Please print the data that follows, keeping every line exact.

Start of Block

PR #232, opened 2020-09-27
Switch to async exporters

jtescher:
This change updates the `SpanExporter interface to export asynchronously. The primary API change is:

```diff
- fn export(&self, batch: Vec<Arc<trace::SpanData>>) -> trace::ExportResult;
+ async fn export(&self, batch: &[Arc<trace::SpanData>]) -> trace::ExportResult;
```

Implementation notes:

* Switch from `Vec<_>` to `&[_]` in exporters to avoid additional allocation when batch exporting.
* Currently uses [async_trait](https://github.com/dtolnay/async-trait), could change method signature to avoid the dependency if preferable.
* `BatchSpanProcessorWorker`'s `Future` impl now awaits sub-futures so replaced with async block for greater clarity.
* The [thrift](https://docs.rs/thrift) ~~and [grpcio](https://docs.rs/grpcio)~~ crates are not currently async, so some work still necessary to make jaeger and otlp exporters async (they currently call blocking code in a future, which is not great)


TommyCpp (commented):
I think grpcio generally support async(I could be wrong since I didn't use the async part before). But didn't find thrift async crate. May need to figure out how to make that work.

opentelemetry-otlp/src/span.rs
```diff
@@ -166,7 +166,7 @@ impl SpanExporter for Exporter {
             call_options = call_options.headers(metadata_builder.build());
         }
 
-        match self.trace_exporter.export_opt(&request, call_options) {
+        match self.trace_exporter.export_async_opt(&request, call_options) {
```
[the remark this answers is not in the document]
jtescher: oh interesting, didn't notice that, great!

jtescher:
@TommyCpp yeah may have to just use the thrift crate to write to a buffer synchronously and then send async

TommyCpp (approved):
LGTM :+1:

jtescher:
Ok going to see if making the jaeger exporter is a quick change, if not can do in a follow up PR

src/sdk/trace/span_processor.rs
```diff
@@ -268,12 +206,34 @@ impl BatchSpanProcessor {
...
+                        for batch in spans.chunks(config.max_export_batch_size) {
+                            exporter.export(batch).await;
+                        }
+                    }
+                    // Stream has terminated or processor is shutdown, return to finish execution.
+                    BatchMessage::Shutdown => {
+                        for batch in spans.chunks(config.max_export_batch_size) {
+                            exporter.export(batch).await;
+                        }
+                        break;
```
frigus02, line 232: Do we need to call `exporter.shutdown()` here?

src/sdk/trace/span_processor.rs
```diff
@@ -268,12 +206,34 @@ impl BatchSpanProcessor {
...
+                match message {
+                    // Span has finished, add to buffer of pending spans.
+                    BatchMessage::ExportSpan(span) => {
+                        if spans.len() < config.max_queue_size {
+                            spans.push(span);
+                        }
+                    }
+                    // Span batch interval time reached, export current spans.
+                    BatchMessage::Tick => {
+                        for batch in spans.chunks(config.max_export_batch_size) {
```
frigus02, line 223: Does this still remove exported spans from `spans`?

frigus02 (commented):
Looks really nice 👍

jtescher:
@frigus02 good catch, still toying with the jaeger exporter but will fix those as well 🙏

jtescher:
Ok switched jaeger collector client to use the `isahc` http client as it is executor agnostic, and manually maintain a buffer for the UDP agent and flush async. Could consider making the zipkin exporter executor agnostic in a future PR, but at least all the exporters are now non-blocking 🎉 .

I also removed the max packet size option for the agent exporter as I don't think you can actually configure the packet size in any of the implementations.

frigus02 (approved):
I'm not familiar with the Jaeger exporter, but as far as I understand these changes look nice.

Is it worth documenting, that users might want to enable the tokio or async-std feature when they're using the Jaeger agent?

Issue #223, opened 2020-09-21
Export `otel.status_code` tag in Zipkin exporter


jtescher:
See the [spec change](https://github.com/open-telemetry/opentelemetry-specification/pull/967) for details (may not be exported currently).

danrusei:
can't the otel.status_code & otel.status_description be added to tags (into_zipkin_span function) ?

tags.insert("otel.status_code".into(), span_data.status_code.to_string());
tags.insert("otel.status_description".into(), span_data.status_message.clone());

Display has to be implemented for StatusCode enum.

jtescher:
@danrusei yeah should be easy to add, I don't think that anything else needs to format status codes that way, I believe the other exports use the numeric values. Could just add a function from `StatusCode`  -> `&'static str` that formats the way zipkin expects maybe?

jtescher:
Resolved in #236

PR #236, opened 2020-10-01
add otel.status_code and otel.status_message tags for Zipkin exporter

danrusei:
to address #223

### DIFF
--- a/opentelemetry-zipkin/src/model/mod.rs
+++ b/opentelemetry-zipkin/src/model/mod.rs
@@ -25,6 +25,29 @@ impl Into<annotation::Annotation> for api::Event {
     }
 }
 
+/// Converts StatusCode to str
+fn from_statuscode_to_str(status_code: api::StatusCode) -> &'static str {
+    match status_code {
+        api::StatusCode::OK => "OK",
+        api::StatusCode::Canceled => "CANCELLED",
+        api::StatusCode::Unknown => "UNKNOWN",
+        api::StatusCode::InvalidArgument => "INVALID_ARGUMENT",
+        api::StatusCode::DeadlineExceeded => "DEADLINE_EXCEEDED",
+        api::StatusCode::NotFound => "NOT_FOUND",
+        api::StatusCode::AlreadyExists => "ALREADY_EXISTS",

End of Block

*Finished exercise*
PR #232, opened 2020-09-27
Switch to async exporters

jtescher:
This change updates the `SpanExporter interface to export asynchronously. The primary API change is:

```diff
- fn export(&self, batch: Vec<Arc<trace::SpanData>>) -> trace::ExportResult;
+ async fn export(&self, batch: &[Arc<trace::SpanData>]) -> trace::ExportResult;
```

Implementation notes:

* Switch from `Vec<_>` to `&[_]` in exporters to avoid additional allocation when batch exporting.
* Currently uses [async_trait](https://github.com/dtolnay/async-trait), could change method signature to avoid the dependency if preferable.
* `BatchSpanProcessorWorker`'s `Future` impl now awaits sub-futures so replaced with async block for greater clarity.
* The [thrift](https://docs.rs/thrift) ~~and [grpcio](https://docs.rs/grpcio)~~ crates are not currently async, so some work still necessary to make jaeger and otlp exporters async (they currently call blocking code in a future, which is not great)


TommyCpp (commented):
I think grpcio generally support async(I could be wrong since I didn't use the async part before). But didn't find thrift async crate. May need to figure out how to make that work.

opentelemetry-otlp/src/span.rs
```diff
@@ -166,7 +166,7 @@ impl SpanExporter for Exporter {
             call_options = call_options.headers(metadata_builder.build());
         }
 
-        match self.trace_exporter.export_opt(&request, call_options) {
+        match self.trace_exporter.export_async_opt(&request, call_options) {
```
[the remark this answers is not in the document]
jtescher: oh interesting, didn't notice that, great!

jtescher:
@TommyCpp yeah may have to just use the thrift crate to write to a buffer synchronously and then send async

TommyCpp (approved):
LGTM :+1:

jtescher:
Ok going to see if making the jaeger exporter is a quick change, if not can do in a follow up PR

src/sdk/trace/span_processor.rs
```diff
@@ -268,12 +206,34 @@ impl BatchSpanProcessor {
...
+                        for batch in spans.chunks(config.max_export_batch_size) {
+                            exporter.export(batch).await;
+                        }
+                    }
+                    // Stream has terminated or processor is shutdown, return to finish execution.
+                    BatchMessage::Shutdown => {
+                        for batch in spans.chunks(config.max_export_batch_size) {
+                            exporter.export(batch).await;
+                        }
+                        break;
```
frigus02, line 232: Do we need to call `exporter.shutdown()` here?

src/sdk/trace/span_processor.rs
```diff
@@ -268,12 +206,34 @@ impl BatchSpanProcessor {
...
+                match message {
+                    // Span has finished, add to buffer of pending spans.
+                    BatchMessage::ExportSpan(span) => {
+                        if spans.len() < config.max_queue_size {
+                            spans.push(span);
+                        }
+                    }
+                    // Span batch interval time reached, export current spans.
+                    BatchMessage::Tick => {
+                        for batch in spans.chunks(config.max_export_batch_size) {
```
frigus02, line 223: Does this still remove exported spans from `spans`?

frigus02 (commented):
Looks really nice 👍

jtescher:
@frigus02 good catch, still toying with the jaeger exporter but will fix those as well 🙏

jtescher:
Ok switched jaeger collector client to use the `isahc` http client as it is executor agnostic, and manually maintain a buffer for the UDP agent and flush async. Could consider making the zipkin exporter executor agnostic in a future PR, but at least all the exporters are now non-blocking 🎉 .

I also removed the max packet size option for the agent exporter as I don't think you can actually configure the packet size in any of the implementations.

frigus02 (approved):
I'm not familiar with the Jaeger exporter, but as far as I understand these changes look nice.

Is it worth documenting, that users might want to enable the tokio or async-std feature when they're using the Jaeger agent?

Issue #223, opened 2020-09-21
Export `otel.status_code` tag in Zipkin exporter


jtescher:
See the [spec change](https://github.com/open-telemetry/opentelemetry-specification/pull/967) for details (may not be exported currently).

danrusei:
can't the otel.status_code & otel.status_description be added to tags (into_zipkin_span function) ?

tags.insert("otel.status_code".into(), span_data.status_code.to_string());
tags.insert("otel.status_description".into(), span_data.status_message.clone());

Display has to be implemented for StatusCode enum.

jtescher:
@danrusei yeah should be easy to add, I don't think that anything else needs to format status codes that way, I believe the other exports use the numeric values. Could just add a function from `StatusCode`  -> `&'static str` that formats the way zipkin expects maybe?

jtescher:
Resolved in #236

PR #236, opened 2020-10-01
add otel.status_code and otel.status_message tags for Zipkin exporter

danrusei:
to address #223

### DIFF
--- a/opentelemetry-zipkin/src/model/mod.rs
+++ b/opentelemetry-zipkin/src/model/mod.rs
@@ -25,6 +25,29 @@ impl Into<annotation::Annotation> for api::Event {
     }
 }
 
+/// Converts StatusCode to str
+fn from_statuscode_to_str(status_code: api::StatusCode) -> &'static str {
+    match status_code {
+        api::StatusCode::OK => "OK",
+        api::StatusCode::Canceled => "CANCELLED",
+        api::StatusCode::Unknown => "UNKNOWN",
+        api::StatusCode::InvalidArgument => "INVALID_ARGUMENT",
+        api::StatusCode::DeadlineExceeded => "DEADLINE_EXCEEDED",
+        api::StatusCode::NotFound => "NOT_FOUND",
+        api::StatusCode::AlreadyExists => "ALREADY_EXISTS",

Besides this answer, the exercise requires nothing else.